Варвара, рассмеялась, и, погрозив пальцем Никодиму, звонко пропела:
- А я все знаю. Я все знаю.
- Да ничего ты не знаешь, кикимора, - ответил Никодим, и быстро пошел к своей коляске. А,  Варвара, хитро улыбнувшись в его сторону, повернулась к профессору:
- А я все знаю.
- Что Вы знаете? – заинтересованно, спросил профессор, но рыжая замарашка, испуганно вздрогнула, и убежала в лес. Ваня,
по-разбойничьи свистнул ей вслед, и звонко крикнул: « Кикимора болотная».
    Они двинулись дальше, но только они выехали из леса, как  старый мерин захромал. Ваня распряг мерина, оставил коляску, на краю поля и повел коня под уздцы.   Милорадов пересел в коляску к Никодиму.
      Купец улыбнулся Милорадову, и усмехнулся:
- Вы наверно подумали, что я, Варвару испугался?
- Странная девушка. А где она живет? - поинтересовался Милорадов.
- Варвара, дочь лесника Митрофана. Местная блаженная, которую все боятся, как огня. Бродит, как дикарка, по лесам, и только встретит кого-нибудь, начинает, одно по одному: «А я знаю, а я все знаю». И у всех волосы дыбом встают. У каждого грешки есть, и все начинают вспоминать, а вдруг она видела, как я сметану из погреба воровал, или знает, что я к соседке ночью ходил. Поэтому,  ее никто  не любит, и бегут от нее, как от прокаженной.
- Значит, Варвара - ваша зареченская совесть, - улыбнулся профессор.
- Варвара - совесть! – возмутился Никодим, и зло продолжил, -
ей бы в тряпочку молчать, а не людей злить. Строит из себя дурочку, чтобы позлить отца и людей. Есть же такие людишки, для них пакость сказать, как меду напиться. И Варвара, из их числа. А ума у нее, на нас двоих хватит.
      Они подъехали, к поместью, когда уже совсем стемнело. Ночь была лунная и звездная. Марфа стояла на крыльце. Увидев подъезжающую коляску, она радостно улыбнулась, и крикнула, что ужин готов. Никодим и Милорадов отказались от ужина.
     Визитка, приглашение на именины, к Ольге Корсаковой, уже лежала на бронзовом подносе у двери. Радостная Марфа повела Никодима в его покои, а профессор пошел  к себе.
 Не успел он раздеться, как в комнату постучали. Он открыл дверь, за порогом стоял  Елисей Елизарович. Милорадов пригласил его в комнату.
Профессор, вспомнил про строевой лес, и сразу же спросил:
- Никодим, про какой-то лес спрашивал. Что вы мне посоветуете?
- Я бы посоветовал его продать, но решать Вам. Сейчас, срочно нужны деньги. Подошла пора платить по закладным, да и других дыр в хозяйстве полно. В последнее время, Виктор Викторович, много сумасбродил, и часто упускал хорошие возможности заработать. Вообще-то, я к Вам зашел по другому вопросу. Что-нибудь новое узнали? Кого-нибудь подозреваете?
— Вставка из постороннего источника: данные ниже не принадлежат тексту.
PR #2272, opened 2024-02-13
Fix test components build

lann:
- Exclude test-components/components/target from workspace members
- Add test components to vscode rust-analyzer.linkedProjects
- Write adapted test components to new path instead of overwriting modules

### DIFF
--- a/.vscode/settings.json
+++ b/.vscode/settings.json
@@ -14,5 +14,9 @@
     },
     "rust-analyzer.files.excludeDirs": [
         "templates"
+    ],
+    "rust-analyzer.linkedProjects": [
+        "./Cargo.toml",
+        "./tests/test-components/components/Cargo.toml"
     ]
 }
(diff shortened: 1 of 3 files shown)


lann:
oops, that last commit doesn't actually...work...

.vscode/settings.json
```diff
@@ -14,5 +14,9 @@
     },
     "rust-analyzer.files.excludeDirs": [
         "templates"
+    ],
+    "rust-analyzer.linkedProjects": [
```
rylev, line 18: 😍

tests/test-components/build.rs
```diff
@@ -25,9 +25,14 @@ fn main() {
     for package in packages {
         let crate_path = PathBuf::from("components").join(&package);
         let manifest_path = crate_path.join("Cargo.toml");
+        if !manifest_path.exists() {
```
rylev, line 28: Nit: can we log when the path doesn't exist? The logs don't show unless a verbosity option is passed, but it could be nice to provide some sort of indication that a directory is being skipped.

rylev (approved):

PR #581, opened 2025-01-09
feat: added option for sprites to be imported as a separate texture

chqs-git:
Changed the `LoadSpriteOpt` interface to include the `singular` boolean. If this values is equal to true the sprite will be loaded as an separate texture, instead of being placed inside a texture sheet where multiple sprites are placed for optimization on texture loads.

These changes should in no way change the default behaviour.

Preview of changes:
```ts
loadSprite(
  "player",
  "sprites/player.png",
  {
    singular: true
  }
);
```

This pull request is for the v4000 version of kaplay because its closer to a feature rather than a fix. If you think this should be included in the v3001 version please comment.

### DIFF
--- a/src/assets/sprite.ts
+++ b/src/assets/sprite.ts
@@ -67,6 +67,10 @@ export interface LoadSpriteOpt {
      * Animation configuration.
      */
     anims?: SpriteAnims;
+    /**
+     * If the sprite is a single image.
+     */
+    singular?: boolean;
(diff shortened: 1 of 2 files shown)


lajbel:
could you fix the conflicts?, ty!

mflerackers (approved):

lajbel (approved):

PR #592, opened 2025-01-20
feat: css colors

lajbel:
Features:

- `rgb` and `color` now support passing CSS color names, like red or slateblue
- New loader `loadHappy();`


mflerackers (approved):

dragoncoder047:
Just putting all of the colors in a table was the simplest solution and I'm not sure why I didn't just do that -- do we really need to support weird stuff like `color-mix(in hsl, hsl(200 50 80), coral 80%)` tbh.

PR #606, opened 2025-02-12
fix: change collisionIgnore to set to speed up collsion testing

dragoncoder047:
The new playtest is supposed to test the performance of collsionIgnore checking, but for some reason I haven't noticed very much speedup using that test. Maybe it is just a lousy test.

### DIFF
--- a/src/components/physics/area.ts
+++ b/src/components/physics/area.ts
@@ -16,9 +16,8 @@ import {
     Polygon,
     Rect,
     rgb,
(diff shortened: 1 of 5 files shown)


dragoncoder047:
Testing it with my game as a torture test it actually made it slower. Not sure why...

lajbel:
I think this may be outdated and not needed anymore. Reopen if that's not true.

PR #608, opened 2025-02-15
add fixed dt to global options to change it.

dragoncoder047:
It makes it a global option, but maybe it is best to leave it undocumented?


dragoncoder047:
Superseded by #957.

PR #611, opened 2025-02-17
fix: make offscreen component able to change the offscreen distance

dragoncoder047:
if the object size is changed to be greater than the initially specified offscreen distance, then this allows the offscreen distance to be changed so it won't actually disappear until it goes offscreen. additionally the object will use whether its bounding rectangle is truly offscreen if the distance is not specified.

### DIFF
--- a/src/components/transform/offscreen.ts
+++ b/src/components/transform/offscreen.ts
@@ -4,6 +4,7 @@ import { height, width } from "../../gfx";
 import { Rect, testRectPoint, vec2 } from "../../math/math";
 import type { Comp, GameObj } from "../../types";
 import type { KEventController } from "../../utils/";
+import type { RectComp } from "../draw";
 import type { PosComp } from "./pos";
 
 /**
@@ -14,8 +15,11 @@ import type { PosComp } from "./pos";
 export interface OffScreenComp extends Comp {
     /**
      * The minimum distance that the object must be off the screen by to be considered "offscreen".
+     * 
+     * If it is undefined, it means that the object will be considered to be offscreen when its bounding rectangle
+     * (defined by width and height) is not intersecting with the screen rectangle.
      */
-    offscreenDistance: number;
+    offscreenDistance: number | undefined;
     /**
      * If object is currently out of view.
      */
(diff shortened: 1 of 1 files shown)


src/components/transform/offscreen.ts
```diff
@@ -83,15 +90,23 @@ export function offscreen(opt: OffScreenCompOpt = {}): OffScreenComp {
...
             if (!pos) return false;
 
             const screenRect = new Rect(vec2(0), width(), height());
+            if (!this.offscreenDistance && this.width && this.height) {
+                const selfRect = new Rect(pos, this.width, this.height);
+                return selfRect.collides(screenRect);
+            }
+            const sdist = Math.pow(this.offscreenDistance
+                ? this.offscreenDistance
+                : DEF_OFFSCREEN_DIS, 2);
```
lajbel: This is not more complexity added?

dragoncoder047: It only runs for when the offscreen distance is not set and it's a sprite() or rect() or text(), but considering that it allocates a new rect on each frame, I could probably fix that.

lajbel: Yeah, would be cool. It also adds a way for it working nice by default but I'm worried about that allocation.

mflerackers: Do we really need to use pow? it's just 
```ts
const sdist = this.offscreenDistance ? 
    this.offscreenDistance * this.offscreenDistance : 
    DEF_OFFSCREEN_DIS * DEF_OFFSCREEN_DIS;
```

dragoncoder047: But is that faster? If it isn't, I like the shorter solution

mflerackers (approved):

src/components/transform/offscreen.ts
mflerackers: Math.pow needs a function call, and it is written for real numbers, like 20.5^0.32. So I'd does a bit more work than x*x.

dragoncoder047: Is `** 2` the same as pow() or is it faster?

mflerackers: "Math.pow() is equivalent to the [**](https://developer.mozilla.org/en-US/docs/Web/JavaScript/Reference/Operators/Exponentiation) operator, except Math.pow() only accepts numbers."

dragoncoder047: I just did some quick performance benchmarking, and `Math.pow(x, 2)`, `x ** 2`, and `x * x` (where x is a variable) were all the EXACT SAME SPEED.

dragoncoder047: In fact, Math.pow() seems to be marginally faster in the 3 browsers I tested (Chrome, Firefox, and Safari).

https://jsben.ch/Jl8iV

mflerackers: Screenshot 2025-03-04 at 8 56 42

dragoncoder047: Oof, your browser...

This is what I get (and In Firefox, nonetheless...):

Screenshot 2025-03-03 at 6 58 21 PM

mflerackers: Firefox on Mac OS X here.

dragoncoder047: Guess it must be the processor then. Mine's an M3.

mflerackers: Same on chrome on Mac OS X. No idea why a function call + various calculations gets the same speed as a multiplication on you PC.

PR #634, opened 2025-03-12
fix: inspect view now shows the tags even after the tagsAsComponents refactor

dragoncoder047:
They now show as `tag: happy` instead of just `happy`, but I think that's more clear that it's a tag and not a component, now that tags are not emulated with anonymous components.

I think it's relatively unlikely that someone is going to create a custom component and give it the id "tag" and also have it make an identical inspect() value to what tags show as here.


lajbel (approved):
LGTM ❤️

PR #635, opened 2025-03-12
fix: only select an object for inspecting if the object is not paused

dragoncoder047:
I have a whole bunch of levels that are swapped in and out by pausing and unpausing them, but the debug inspect doesn't look at whether the object is paused, and the areas from the first level basically "cover" the active level and prevent me from inspecting it.

This changes it so it only inspects the unpaused objects.

@lajbel should this be changeable by a global option?


lajbel:
I think it should be optionable

dragoncoder047:
> I think it should be optionable

Done!

lajbel (approved):

PR #662, opened 2025-03-24
feat: tuple component list

### LINKED ISSUE #645: bug: empty components can break an object's type
## **Describe the bug**
When you add an object (or a component) with no properties in an object it will break its type, sometimes listing it as simply GameObject or any (not confirmed)

This also happens when a property is any i think (not confirmed either)
```ts
// breaks type info for game objects
export const myComponent = () => {
  return {
    id: 'foo',
    add() {},
    // Uncommenting the property fixes type info
    // foo: true,
  };
};
```

lajbel:
## Description

This makes `add()` and `make()` convert their arrays to tuples so types like { a: string, b: string } | { a: string } are not converted to { a: string } but mantained as an Union. Also it add comments to some of the weirdest KAPLAY TypeScript methods.

I know I added much `as` in the make code but I don't think really worth making it correctly, only will slow types. This is only for user end

### Issues or related

- Closes #645

### DIFF
--- a/CHANGELOG.md
+++ b/CHANGELOG.md
@@ -47,6 +47,7 @@ adheres to [Semantic Versioning](https://semver.org/spec/v2.0.0.html).
   (`GJK`) distance algorithm.
 - Changed default behaviour of `kaplay({ tagsAsComponents: false })` to `false`.
 - Now if you pass a nullish value to `.use()` it throws an error
+- Improved TypeScript in game objects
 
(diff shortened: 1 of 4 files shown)


mflerackers (approved):

dragoncoder047:
noticed that the `const` modifier is deep, so if you include an object `{eaten: false}` inline, it winds up with the type being `{readonly eaten: boolean}`, even though it's not, how to fix?

PR #675, opened 2025-03-26
refactor: Part 1

lajbel:
## Description

Okay I know how this look, let me explain.

I think for add these features #674 and #673, we need a better organized and documented code. Know what depends of what and have the ability of separate all in concerns and features for adding tree shaking in the future. So here's my idea:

- Пока ничего нового, но завтра, я бы хотел просмотреть бумаги дяди. Мне кажется, что убийство могло быть связано с деньгами. Больше мне ничего не приходит в голову. Остальные версии, я откинул. Наследник, один я, и убить его, из-за наследства не могли. Любовный треугольник, тоже не подходит. А во всех исторических убийствах, две причины: деньги, любовь, или все вместе.
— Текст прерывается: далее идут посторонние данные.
PR #676, opened 2025-03-26
feat: allow changing font mid-text and add stretch in place option

### LINKED ISSUE #620: feat: change font in text component
I already mentioned this on the discord but it would probably be a nice addition.

The text styles entries of the text component can have a `font` property that change the font, so there can be multiple fonts in the same block of text.

To minimize the texture switching the quads for all of the letters can probably just can be sorted by font, and rendered in that order, since the quads don't overlap and won't be translated by a sort.

dragoncoder047:
closes #620

you can change the font mid-text, and also prevent scale from making the text box wider.


lajbel:
Awesome

PR #696, opened 2025-04-06
fix: some examples were bugged

dragoncoder047:
* the loop example explicitly passed in a loop count of -1, which is not supported anymore to mean "infinity".
* the raycast examples still used unuse when they meant untag, which resulted in the onMouseRelease handler not releasing the selected objects and they got stuck to the mouse.


lajbel (approved):

lajbel:
Awesome, thank you so much!

PR #710, opened 2025-04-09
fix: dialog example was broken

dragoncoder047:
change renderedText to formatted text property


mflerackers (approved):

lajbel:
I fixed on described examples

Issue #148, opened 2017-09-13
Immidiately delete cookies when changing URL domain in open tabs


Johnny1000:
This is a request for an enhancement in minimizing tracking cookies tracking abilities.
(I hope I have understood properly how cookies can be used to track users.)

     Елисей сообщил ему, что Марфа, несмотря на данную клятву, уже всем рассказала про убийство Виктора Викторовича. Милорадов развел руками, он сам в негодовании, но что теперь делать?
 После ухода Елисея, он сел в кожаное кресло, и  почувствовал, как он устал. А ведь сегодня, он хотел начать писать свою работу. Но сил уже не было, и придется  Потемкину подождать. Светлейший князь, ждал и подольше.
  Милорадов уже подошел к постели, но в его голове мелькнула интересная мысль, и он отправился к  Никодиму.
        У  дверей, комнаты, где остался ночевать Никодим, он нерешительно остановился. Из комнаты купца слышался радостный смех   Марфы, и нежное бормотание Никодима.  Милорадов махнул рукой и пошел спать.
   В спальне, на столике, стоял стакан теплого парного молока, принесенного няней. Профессор, взял  стакан и начал пить. Под полом, что-то зашуршало, глухо стукнуло, и профессор, от испуга, поперхнулся. Откашлявшись, он не стал допивать молоко, а поставил полстакана молока, на столик. Пусть допивает домовой.
   Профессор  выглянул в окно. Под его окном, словно академики, на ученом совете, в ряд, сидели четыре  волкодава. Один, из них, самый большой и грозный, увидев профессора,  громко,   приветственно, гавкнул, и он напомнил профессору, самого главного своего врага академика Мюллера. Мюллер, словно кукушка, вытеснял из академии всех русских, и тащил туда полуобразованных бездарных пруссаков, своих родственников. 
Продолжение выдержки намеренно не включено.